## What this task involves
Please return the lines of the data that contain "BloqInstance".

Collected data:
+===+

PR #419, opened 2023-10-17
`CirqGateAsBloq` should raise `DecomposeNotImplementedError` if underlying gate does not have a decomposition

tanujkhattar:
Fixes https://github.com/quantumlib/Qualtran/pull/350#discussion_r1362789784

A recent PR updated the error raising and handling logic where `bloq.decompose_bloq()` should raise a `DecomposeNotImplementedError` if there doesn't exist a valid decomposition. `CirqGateAsBloq` was still raising a `ValueError` in some of these cases. This PR updates the logic and thus fixes the bug mentioned in above conversation.


fdmalone (approved):

mpharrigan (commented):
thanks!

PR #420, opened 2023-10-18
Move all `Qubitization` infrastructure from Cirq-FT to Qualtran

tanujkhattar:
Part of [Qualtran & Cirq-FT Integration](https://docs.google.com/document/d/1miypjcCNt6JV_qAypUVPy5eH3EmKadLqeZomA5QoWK0/edit?usp=sharing&resourcekey=0-ciQ8jPfQmK8gtey2lNKesw)

Specifically, it moves the following Cirq-FT gates as qualtran Bloqs:
- `SelectOracle`
- `GenericSelect` -> `SelectPauliLCU`
- `PrepareOracle`
- `StatePreparationAliasSampling`
- `ReflectionUsingPrepare`
- `QubitizationWalkOperator`

Most of this PR is just copy / paste. The only change worth highlighting is that I've added a condition to `Signature.build()` so that we don't create registers with bitsize `0`.


fdmalone (commented):
This seems fine, I'd just wonder where this leaves #300?

tanujkhattar:
There are parts of #300 which we still need to add to qualtran, for example the ability to construct `Controlled` and `Inverse` bloqs. Once these are added, we can very well replace `cirq.inverse(bloq)` with `bloq.dagger()` and update the implementation of `.controlled()` methods on Bloq's added as part of this PR.

I also support the idea of using `Partition` to have a single `select` register coming in and then splitting it into multiple named registers as part of the decomposition. But these changes can be done incrementally once this is merged. 

The high level interfaces of #300 are essentially the same as this PR, so I don't think there's anything blocking that we should be concerned about.

qualtran/bloqs/reflection_using_prepare.py
```diff
@@ -0,0 +1,133 @@
...
+        if self.control_val is None:
+            qm.qfree([phase_target])
+
+    def _circuit_diagram_info_(self, args: cirq.CircuitDiagramInfoArgs) -> cirq.CircuitDiagramInfo:
+        wire_symbols = ['@' if self.control_val else '@(0)'] * total_bits(self.control_registers)
+        wire_symbols += ['R_L'] * total_bits(self.selection_registers)
+        return cirq.CircuitDiagramInfo(wire_symbols=wire_symbols)
+
+    def __repr__(self):
+        return f'cirq_ft.ReflectionUsingPrepare({self.prepare_gate}, {self.control_val})'
```
fdmalone, line 110: qualtran?

qualtran/linalg/lcu_util_test.py
```diff
@@ -0,0 +1,163 @@
...
+#  WITHOUT WARRANTIES OR CONDITIONS OF ANY KIND, either express or implied.
+#  See the License for the specific language governing permissions and
+#  limitations under the License.
+
+"""Tests for lcu_util.py."""
+
+import random
+import unittest
+
+from cirq_ft.linalg.lcu_util import (
```
fdmalone, line 20: qualtran?

fdmalone (changes requested):

qualtran/bloqs/reflection_using_prepare.py
tanujkhattar: done

qualtran/linalg/lcu_util_test.py
tanujkhattar: done

tanujkhattar:
@fdmalone Removed the stale references to `cirq_ft`. Ready for a re-review.

mpharrigan:
> There are parts of https://github.com/quantumlib/Qualtran/pull/300 which we still need to add to qualtran, for example the ability to construct Controlled and Inverse bloqs. Once these are added, we can very well replace cirq.inverse(bloq) with bloq.dagger() and update the implementation of .controlled() methods on Bloq's added as part of this PR.
>
> I also support the idea of using Partition to have a single select register coming in and then splitting it into multiple named registers as part of the decomposition. But these changes can be done incrementally once this is merged.
>
> The high level interfaces of https://github.com/quantumlib/Qualtran/pull/300 are essentially the same as this PR, so I don't think there's anything blocking that we should be concerned about.

Thanks, this SGTM

mpharrigan (approved):
I just skimmed it, but approve of the move.

I reserve the right to organize these into submodules at a later date

tanujkhattar:
@mpharrigan Don't worry, even I want to reorganize this into submodules later  :)

Issue #422, opened 2023-10-18
`CompositeBloq` cannot store isolated Bloqs, like a `GlobalPhaseBloq`.


tanujkhattar:
`CompositeBloq` represents a graph using a list of edges stored as `connections`. This has a fundamental limitation that we cannot store isolated nodes in the graph, for example a `GlobalPhaseBloq` (equivalent to a cirq.GlobalPhaseGate). 

It is often important to store Global phase as part of the compute graph and I think we need a way to get around this limitation. Some possible options are as follows:

1. One way would be to store both nodes (as `FrozenSet[BloqInstance]`) and connections (the way we do now, `Tuple[Connection, ...]`) 
2. A hacky solution would be to store a self loop (i.e. a connection with both the end points on the same node) to represent an isolated node. 

I think way-1 is strictly better and we should do that. cc @mpharrigan

mpharrigan:
What's the use case for storing global phase? That should be an emergent property from the bloqs.

tanujkhattar:
Applying a `CompositeBloq.controlled()` will turn global phase into local phase and give you wrong results the global phase of your composite bloq is not correct.

PR #423, opened 2023-10-18
Add support for storing isolated bloqs, like `GlobalPhaseGate`, in a `CompositeBloq`

tanujkhattar:
Fixes https://github.com/quantumlib/Qualtran/issues/422

Does the following:
1. Updates `CompositeBloq` to store both nodes and edges of the compute graph instead of only storing the nodes
2. Updates `cbloq_to_quimb` to add logic for adding isolated bloqs to the tensor networks
3. Updates `CirqGateAsBloq` to have an empty signature when `cirq.num_qubits(self.gate) == 0`. 
4. Updates `cirq_optree_to_cbloq` to correctly operations acting on 0 qubits. 
5. Tests the entire end to end workflow by wrapping `cirq.GlobalPhaseGate` in a bloq and using tensor contraction to verify that the resulting unitary is identical to the expected cirq unitary. 

This is needed for porting over hubbard model implementation from Cirq-FT to Qualtran.


mpharrigan (changes requested):
this is a pretty fundamental change to our primary datastructure. I don't think we should support scalars as bloqs

tanujkhattar:
What are your concerns? Why do you think we should not support scalars as Bloqs? 


Also, we can not just drop the global phase, so we need to come up with an alternative solution if you think this is not the right way. Do you have alternative proposals in mind?

mpharrigan:
Some historical discussion:

https://github.com/quantumlib/Cirq/pull/4697

https://github.com/quantumlib/Cirq/pull/1743

----

I don't know what you mean by "drop the global phase". Every bloq and composite bloq currently has a well-defined global phase.

tanujkhattar:
> I don't know what you mean by "drop the global phase". Every bloq and composite bloq currently has a well-defined global phase.

Okay, let me try to explain this differently. The use case is that often times it is possible that I want to implement a unitary `U` but, using the existing primitives, I have a way of implementing a unitary `Q` where `Q` and `U` are equal up to global phase. Having access to a global phase gate let's me define a decomposition of `U` in terms of simpler primitives + `GlobalPhaseGate`; which is convenient. It is important to ensure that the decomposition has the same global phase as `U`, or else the auto generated decomposition for a controlled invocation of `U` will result in a wrong unitary. 


Not having the ability to add `GlobalPhaseGate` would make it annoying for us to find ways to shoehorn this global phase into one of the other top level bloqs used in the decomposition; or use an additional qubit in `|1>` state and apply a `Z` gate to it -- both of these are wasteful / inconvenient.

qualtran/cirq_interop/_cirq_to_bloq.py
```diff
@@ -80,7 +80,8 @@ def signature(self) -> 'Signature':
                     for reg in self.gate.signature
                 ]
             )
-        return Signature([Register('qubits', shape=cirq.num_qubits(self.gate), bitsize=1)])
+        shape = cirq.num_qubits(self.gate)
+        return Signature([Register('qubits', shape=shape, bitsize=1)]) if shape else Signature([])
```
mpharrigan, line 84: should `shape` be called `n_qubits`? is it always an integer? If it is: the condition should be `if shape > 0`

qualtran/simulation/quimb_sim.py
```diff
@@ -125,11 +127,13 @@ def _assign_outgoing(cxn: Connection) -> Soquet:
         if pos is not None:
             fix[tuple([binst])] = pos[binst]
 
-    inds = get_right_and_left_inds(cbloq.signature)
-    if len(inds) != 2:
-        # In this case, the tensor network is a vector (bra/ket) instead of a unitary operation.
-        return tn, fix
+    # Special case-1: Add all isolated Bloqs with no connections (eg: Global phase gates)
+    for binst in cbloq.bloq_instances:
+        print(f'DEBUG QUIMB: {binst=}')
```
mpharrigan, line 132: debug print

qualtran/simulation/quimb_sim.py
```diff
@@ -104,8 +104,10 @@ def _assign_outgoing(cxn: Connection) -> Soquet:
             return cxn.right
         return cxn.left
 
+    visited_bloqs: Set[BloqInstance] = set()
     for binst, incoming, outgoing in cbloq.iter_bloqnections():
         bloq = binst.bloq
+        visited_bloqs.add(binst)
```
mpharrigan, line 110: I think the correct fix would be to modify `iter_bloqnections` to yield all the bloqs with empty `incoming` and `outgoing`.

mpharrigan:
> I want to implement a unitary U but, using the existing primitives, I have a way of implementing a unitary Q where Q and U are equal up to global phase.

Ok, I'm open to this. We have other bookkeeping bloqs. 

I suspect this is still going to cause breakages elsewhere, but I guess we'll cross that bridge when we get there.

Does the drawing code work?

qualtran/simulation/quimb_sim.py
tanujkhattar: done

qualtran/simulation/quimb_sim.py
tanujkhattar: removed

qualtran/cirq_interop/_cirq_to_bloq.py
tanujkhattar: Yes, it's always an integer. Changed.

tanujkhattar:
>I suspect this is still going to cause breakages elsewhere, but I guess we'll cross that bridge when we get there.

Yeah, the good thing is that all the tests pass and drawing code works (see below) and the quimb simulation works (as shown in the test). For whatever is remaining, we'll fix it as we discover it.

> Does the drawing code work? -

Yep! 

image

mpharrigan (approved):
Thanks for your patience. LGTM

Issue #400, opened 2023-10-13
Bloq count graphs can be quite wide


fdmalone:
see trotter.ipynb #359  and #392, should they be more vertical?

mpharrigan:
What about making the node labels more configurable? and/or changing the default to be more sensitive to long reprs

mpharrigan:
In terms of making them "more vertical": currently I think it tries to have each level correspond to a topological generation. We use graphviz under-the-hood so be on the lookout for layout options there

mpharrigan:
With the new call graphs with costs, they're at least a bit more vertical; and the `__str__` reprs are much shorter so they won't be as wide. Closing for now unless there are feasible suggestions on how to improve the layout further.

PR #428, opened 2023-10-19
Better node labels for bloq counts graph

mpharrigan:
Towards #400 

 - use more sensible defaults for the "details" in a bloq counts node. Aggressively abbreviate the field list
 - Refactor the methods so you can override them easily.
 - The arithmetic bloqs ... the little math expression should be `short_name` because it's quite ambiguous (but also short). We use `pretty_name` for the bloq titles. @fdmalone 
 - Fixed `pretty_name` for `CirqGateAsBloq` bloqs.


tanujkhattar (approved):

fdmalone (approved):

fdmalone:
@mpharrigan is this good to go?

mpharrigan:
qrom has changed; I need to (re-)fix potentially

mpharrigan:
false alarm; I had a stale jupyter kernel. I removed the QROM repr hack to show that the default is no longer crashing graphviz; but it's still a little wide

PR #437, opened 2023-10-23
Allow a and b bitsize for greater than bloq.

fdmalone:


tanujkhattar (approved):

mpharrigan:
worth having a default where -- if not specified -- b_bitsize defaults to a_bitsize?

PR #438, opened 2023-10-23
First quantized prepare

fdmalone:
Adds the majority of the prepare bloqs for T and UV for the first quantized chemistry Hamiltonians.

Missing is Sec 2.A which prepares the state for selecting between T, U and V which I need to understand a bit better. 

I think I found an error in the reference in the nu state preparation in eq 90. see test_prepare_nu_bloq_counts which compares the bloq counts, my addition of the expected costs and eq 90. Unless I've made a mistake in parsing the text I think it's off by 5 Toffolis. In particular:

the cost for the arithmetic is

$$
3 n_p^2 + n_p + 1 + 4 n_\mathcal{M}(n_p + 1) \hspace{1em} (90) 
$$

We also need to add 3 Toffolis which can be inverted at zero Toffoli cost for flagging success.

The other costs are 4(np-1) controlled hadamards (not inverted at zero cost) and 6np + 2 Toffolis (free inversion).
So focusing on the n_p terms and constants
$n_p + 2 . 4 n_p + 6 n_p = 15 n_p$ (consistent) 
and the constants
$ 4 - 2.4 + 2 = -2$ (not -7).

Several somewhat self contained primitives are good candidates for implementation without much chemistry context.

PR #440, opened 2023-10-23
First quantized select

fdmalone:
Adds select bloqs for first quantized hamiltonian and notebook. Bloq counts (when added up) match those in the paper up to some small issues (see #438). Requires #438 to be merged first.

This is somewhat incomplete as SELECT requires swaps from the system to ancilla before and after the select operation is applied, I'll follow up with musical score type diagrams which may refactor how bloqs are grouped. E.g. the ij preparation should be exterior to T prepare and in the paper the swaps are considered (but should probably be contained in a larger SELECT bloq).

Fixes some errors in latex in #438.
 
Screenshot 2023-10-23 at 11 42 44 AM


fdmalone:
cc @ncrubin

mpharrigan:
does this actually depend on prepare?

fdmalone:
Eh I fixed some latex errors from #438 so I think it'd be better to go in order.

fdmalone:
@mpharrigan is it ok if I come back and add the new autodoc / test things. I can do the existing chemistry algorithms in one go.

mpharrigan:
> is it ok if I come back and add the new autodoc / test things. I can do the existing chemistry algorithms in one go.

yes

qualtran/bloqs/chemistry/pbc/first_quantization/select_t.py
```diff
@@ -0,0 +1,65 @@
...
+            https://arxiv.org/abs/2105.12767) page 20, section B
+    """
+    num_bits_p: int
+    eta: int
+
+    @cached_property
+    def signature(self) -> Signature:
+        return Signature(
+            [
+                Register("sys", bitsize=self.num_bits_p, shape=(self.eta, 3)),
```
mpharrigan, line 51: this can result in a lot of soquets, right? I think the ultimate strategy will be to do something like #300 where we have a high-level interface bloq that has two registers "select" and "system" and then implementation bloqs that has the parts all factored into meaningful components but there's a lot of soquets and you use a `Partition` bloq to go betwixt the two. Out of the scope for this PR but I don't have any actionable comments, so I figured I'd write this comment here.

qualtran/bloqs/chemistry/pbc/first_quantization/select_t.py
```diff
@@ -0,0 +1,65 @@
...
+        )
+
+    def build_call_graph(self, ssa: 'SympySymbolAllocator') -> Set['BloqCountT']:
+        # Cost is $5(n_{p} - 1) + 2$ which comes from copying each $w$ component of $p$
+        # into an ancilla register ($3(n_{p}-1)$), copying the $r$ and $s$ bit of into an
+        # ancilla ($2(n_{p}-1)$), controlling on both those bit perform phase flip on an
+        # ancilla $|+\rangle$ state. This requires $1$ Toffoli, Then erase which costs
+        # only Cliffords. There is an additional control bit controlling the application
+        # of $T$ thus we come to our total.
+        # Eq 73. page
```
mpharrigan, line 64: Another sortof note-to-self: We should be capturing this knowledge in a way that we can put it in the docs. I'll keep that in mind

mpharrigan (approved):

qualtran/bloqs/chemistry/pbc/first_quantization/select_t.py
fdmalone: right, I've been sort of running into this pain in https://github.com/quantumlib/Qualtran/pull/493/files#diff-c6f700b3dd40e8b12b6388c73fc9700b8331972cd0a508392cda5687a07acef4R338

fdmalone: It would be helpful to consolidate some of these things with the existing SelectOracle and PrepareOracle.

PR #441, opened 2023-10-24
Jupyter autogen v2

mpharrigan:
This uses bloq examples from #397 to form the basis of the example instances we document.

Each bloq class has a number of examples. They're tied together with an instance of new `BloqDocSpec` colocated with the bloq definition and example definition. 

An important motivating change is now the example instances have unique variable names in the rendered notebooks. I.e. everything isn't named `bloq`. It's named according to the `BloqExample.name`. 

The actual sphinx / jupyter / doc functionality is kept separate in dev_tools. To facilitate the transition, I've factored out the changes here into a `v2` module. After everything is ported, I'll remove the existing "v1" code and there will be one version of doc generation. 

Future PRs will add additional "get cells" functions for drawing decompositions, etc.


qualtran/bloqs/basic_gates/swap.py
```diff
@@ -147,14 +159,17 @@ def t_complexity(self) -> 'TComplexity':
...
+
 
 @frozen
 class CSwap(GateWithRegisters):
     """Swap two registers controlled on a control bit.
 
     Implements a multi-target controlled swap unitary $CSWAP_n = |0><0| I + |1><1| SWAP_n$.
 
-    This decomposes into a qubitwise SWAP on the two target registers, and takes 14*n T-gates.
+    This decomposes into a qubitwise SWAP on the two target registers, and takes $14*n$ T-gates.
```
fdmalone, line 172: Maybe remove the * while you're at it.

qualtran/_infra/bloq_example.py
```diff
@@ -69,6 +70,18 @@ def _bloq_cls_from_func_annotation(func: Callable[[], Bloq]) -> Type[Bloq]:
     return cls
 
 
+@typing.overload
```
fdmalone, line 73: Question: What are these new overloads for?

mpharrigan: this is a type annotation thing. It lets you be more precise about the annotations in two different regimes rather than just `Union`ing all the types

mpharrigan: https://docs.python.org/3/library/typing.html#overload

fdmalone:
Is the idea that the notebooks would (eventually) automatically generate cells for show the decomposed bloq / musical score etc. One thing I've noticed is that the current default of show_bloq'ing the bloq can result in sort of unwieldy diagrams if the bloq has many registers. Would we be able to pick and choose between what is visualized in the notebook?

fdmalone (approved):
Looks like a positive development.

mpharrigan:
> Is the idea that the notebooks would (eventually) automatically generate cells for show the decomposed bloq / musical score etc. One thing I've noticed is that the current default of show_bloq'ing the bloq can result in sort of unwieldy diagrams if the bloq has many registers. Would we be able to pick and choose between what is visualized in the notebook?

Yes, the idea is to add more demo cells (i.e. show decomp) and add more options (i.e. whether or not to include each of the type of cells; e.g. disable the "graphical signature")

PR #454, opened 2023-10-26
Decompose first quantization prepare bloqs

fdmalone:
Requires #438 and #440 first. I just added some high level decompositions to enable musical score diagrams, e.g. 
Screenshot 2023-10-26 at 8 53 28 AM


mpharrigan:
cool diagam.

how are lines originating from THRU (i.e. rounded-rectangle) registers like flag_mu? Does that pass `assert_valid_cbloq`?

fdmalone:
oh lol, I didn't like the arrows so locally modified the drawing code to make some slides. They are RIGHT and LEFT registers in practice (I didn't commit the modifications of the drawing).

mpharrigan:
Ah excellent

fdmalone:
Arrows are fine (I guess some configuration might be ideal), but I think the size of the arrow was a little off-putting.

mpharrigan (approved):

PR #44, opened 2019-10-27
Fix block typing

soutaro:
Related to #43.

* `yield`s should give all required arguments.
* The blocks may ignore the given arguments.


soutaro:
@hanachin Do you think this makes sense?

hanachin:
@soutaro That makes sense 👏

PR #52, opened 2019-11-02
Support empty tuple and single tuple

hanachin:


soutaro:
@hanachin The implementation looks good. 👍 

Could you give me an example to explain the reason why we need an *empty tuple*?

hanachin:
@soutaro For example, `NilClass#to_a` always return empty array.
https://docs.ruby-lang.org/en/2.6.0/NilClass.html#method-i-to_a

soutaro:
@hanachin Totally makes sense. Thanks!

PR #68, opened 2019-11-10
add Range#new test

YutaGoto:
- `Range#new` 
  - add `new` method with block

### DIFF
--- a/test/stdlib/Range_test.rb
+++ b/test/stdlib/Range_test.rb
@@ -1,0 +1,11 @@
+class RangeTest < StdlibTest
+  target Range
+  using hook.refinement
+
+  def test_new
+    Range.new(1, 10)
+    Range.new(11, 20, true)
+    Range.new('a', 'z', false)
+    Range.new(-1, nil)
+  end
+end


stdlib/builtin/range.rbs
```diff
@@ -90,7 +90,7 @@
 class Range[Elem] < Object
   include Enumerable[Elem, Range[Elem]]
 
-  def self.new: [U] (U from, U to, ?bool exclude_end) -> ::Range[U]
+  def self.new: [U] (U from, U to, ?bool exclude_end) ?{ () -> void } -> ::Range[U]
```
soutaro: It looks like `Range.new` doesn't receive blocks to me. Could you tell me how did you find it?

YutaGoto: Almost Rubys methods can receive no meaning blocks (e.g. `"1234".to_i {}`, `Range.new(1, 10){}`). I checked reference and Rubys C code. but I can't find..
I think it doesn't have to support this case.

soutaro: Yest, Ruby methods accepts any block if the method doesn't `yield` it. However, the mistake to passing unused block is so common, we decided not to allow passing unused blocks.

I'm sorry that I haven't explained the choice.

soutaro:
@YutaGoto could you squash the commits?

YutaGoto:
@soutaro I squashed these commits. please check it 🙇

PR #72, opened 2019-11-10
Add String#encode and #encode!

mtsmfm:


soutaro:
I found that we cannot write literal type for symbols ending with `?`. 😮

mtsmfm:
> I found that we cannot write literal type for symbols ending with `?`. 😮

True...

mtsmfm:
I fixed conflict

mtsmfm:
@soutaro Can you review?

soutaro:
#83 would have broken this? @mtsmfm

mtsmfm:
> #83 would have broken this? @mtsmfm

Ah, yes!
I've fixed

PR #74, opened 2019-11-10
Add kTRUE and kFALSE

mtsmfm:
Currently, true and false literals aren't supported despite it's written in our doc.

https://github.com/ruby/ruby-signature/blob/ba26445a4f18c26d140f201896d7d1ace7b3c717/doc/syntax.md#literal-type

I'd like to add kTRUE and kFALSE.


soutaro:
@mtsmfm Looks great!

Could update the `identifier_keywords` rule so that we can define `true` and `false` methods.

mtsmfm:
> Could update the `identifier_keywords` rule so that we can define `true` and `false` methods.

Thank you for pointing out.
Updated both the rule and the test.

PR #81, opened 2019-11-23
Add some hash signatures

natsuokw:
following signatures and tests of Hash are added

- `<`
- `<=`
- `>`
- `>=`
- `compact`
- `compact!`
- `filter`
- `filter!`
- `flatten`
- `replace`
- `select`
- `select!`
- `to_proc`


soutaro:
@natsuokw Thanks! 🎉

Issue #1148, opened 2022-11-16
Stop loading non-library RBS files


soutaro:
Using RBS based tools like `rbs_rails` and `steep` requires adding `gem` entries in `rbs_collection.yaml`.

```yaml
gems:
  - name: rbs
    ignore: true
  - name: steep
    ignore: true
```

This is annoying and causes problems, and it looks wired because the `gems` section is mainly used to *ignore* libraries.

I'd like to propose changing the library RBS loading protocol:

* Skip loading RBS files from gems that is declared in `Gemfile` with `require: false`

`require: false` is usually written for gems that is not loaded from the application, especially in Rails apps, and we can use it as a marker that implies RBS files of the gems are unnecessary.

The steps to load RBS of libraries will be as following:

1. Require gems that is declared in `gems` section of `rbs_collection.yaml` without `ignore: true`
2. Require gems and their dependencies from Bundler context that doesn't have `require: false` (and skip if it's ignored)

With this change, the `rbs_rails` and `steep` users would change their `Gemfile` lines as:

```rb
gem 'steep', require: false
gem 'rbs_rails', require: false
```

It looks better and more intuitive than having `ignore: true` lines in `rbs_collection.yaml`. 😄

ParadoxV5:
> With this change, the `rbs_rails` and `steep` users would change their `Gemfile` lines as:
> ```ruby
> gem 'steep', require: false
> gem 'rbs_rails', require: false
> ```

For real – because I `require` manually the traditional way instead of `Bundler.require`, I omit writing the `require: false` part.

Though, how would this change impact the `gemspec` delegate in the `Gemfile`?
Additionally, how shall the new format treat [`add_development_dependency` and `add_runtime_dependency`](https://guides.rubygems.org/specification-reference/)?

---

An alternate solution is to refactor `rbs_collection.yaml` (to the same or a new file) to explicitly list gem RBSs to *exclude* without declaring `ignore: true` repeatedly. E.g.: `ignore: [rbs, steep]`

soutaro:
@ParadoxV5 Thank you for your feedback!

I know `require: false` is optional because some of us, including me, don't use `Bundler.require`. In this case `require: false` is a RBS collection specific marker. I feel it's acceptable to *abuse* that feature for RBS, but if you want, you can continue having `ignore: true` lines in `rbs_collection.yaml`.

[...]

PR #1149, opened 2022-11-16
Refactor collection

soutaro:
This is a step toward https://github.com/ruby/rbs/issues/1148, it refactor the Ruby code and RBS type definition.

* More strict `Sources::*` method types, to declare if `version` is required or not.
* `Collection::Config::Lockfile` is introduced to make `rbs_collection.lock.yaml` data structure clear.
* `Sources::Git` is refactored that reduces `git checkout` operation as much as possible

The `Collection::*` API changes a lot. Not very sure if we need to bump the major version of the gem...

### DIFF
--- a/lib/rbs/collection/config/lockfile.rb
+++ b/lib/rbs/collection/config/lockfile.rb
@@ -81,24 +81,7 @@ module RBS
           if gems = data["gems"]
             gems.each do |gem|
               src = gem["source"]
-              source =
-                case src["type"]
-                when "git"
-                  # @type var src: Sources::Git::source_entry
-                  Sources::Git.new(
-                    name: src["name"],
-                    revision: src["revision"],
-                    remote: src["remote"],
-                    repo_dir: src["repo_dir"]
-                  )
-                when "stdlib"
-                  Sources::Stdlib.instance
-                when "rubygems"
-                  Sources::Rubygems.instance
-                else
-                  raise
-                end
-
+              source = Sources.from_config_entry(src)
               lockfile.gems[gem["name"]] = {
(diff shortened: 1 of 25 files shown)


pocke:
> The Collection::* API changes a lot. Not very sure if we need to bump the major version of the gem...

I think we don't need to bump the major version. Because `rbs collection` CLI command is only intended to expose end users, I do not intend to expose other APIs such as `RBS::Collection::*` for end users.

lib/rbs/collection/config/lockfile.rb
```diff
@@ -0,0 +1,123 @@
...
+
+          data = {
+            "sources" => sources.each_value.sort_by {|s| s.name }.map do |source|
+              # @type block: git_source_data
+              {
+                "name" => source.name,
+                "remote" => source.remote,
+                "revision" => source.resolved_revision,
+                "repo_dir" => source.repo_dir
+              }
```
pocke, line 50: Is this replaceable with `Source#to_lockfile`?

soutaro: Maybe? But, the `Source#to_lockfile` includes `"type"` while existing lockfiles don't.

pocke: Hmm, I think it's not a problem because it's not a breaking change. Including `type` is more descriptive, and we can keep it more DRY.

soutaro: We will have `type` attribute. We are planning to add another `type` of sources soon. So having `git` type here is nice.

+===+

## Output for this task
1. One way would be to store both nodes (as `FrozenSet[BloqInstance]`) and connections (the way we do now, `Tuple[Connection, ...]`) 
+    visited_bloqs: Set[BloqInstance] = set()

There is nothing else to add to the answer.